TO DO:
Scan the entries for the word "EndsWith" and report how many lines contain it, as a number with no other words.

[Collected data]
>>>>

PR #1640, opened 2020-04-30
Fix auto-detected LangVersion on Linux

van800:
also remove backslash, fix debug-only exception on linux

### DIFF
--- a/resharper/resharper-unity/src/UnityInstallationFinder.cs
+++ b/resharper/resharper-unity/src/UnityInstallationFinder.cs
@@ -284,11 +284,15 @@ namespace JetBrains.ReSharper.Plugins.Unity
                 Assertion.Assert(path.FullPath.EndsWith(".app", StringComparison.OrdinalIgnoreCase),
                     "path.FullPath.EndsWith('.app', StringComparison.OrdinalIgnoreCase)");
             }
-            else
+            else if (PlatformUtil.RuntimePlatform == PlatformUtil.Platform.Windows)
             {
                 Assertion.Assert(path.ExistsFile, "path.ExistsFile");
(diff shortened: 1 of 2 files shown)


resharper/resharper-unity/src/UnityInstallationFinder.cs
```diff
@@ -284,12 +292,16 @@ private static void AssertApplicationPath(FileSystemPath path)
...
+            else if (PlatformUtil.RuntimePlatform == PlatformUtil.Platform.Windows)
             {
                 Assertion.Assert(path.ExistsFile, "path.ExistsFile");
                 Assertion.Assert(path.FullPath.EndsWith(".exe", StringComparison.OrdinalIgnoreCase),
                     "path.FullPath.EndsWith('.exe', StringComparison.OrdinalIgnoreCase)");
             }
+            else
+            {
+                Assertion.Assert(path.ExistsFile, "path.ExistsFile");
+            }
```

<<<<

WRITTEN ANSWER:
4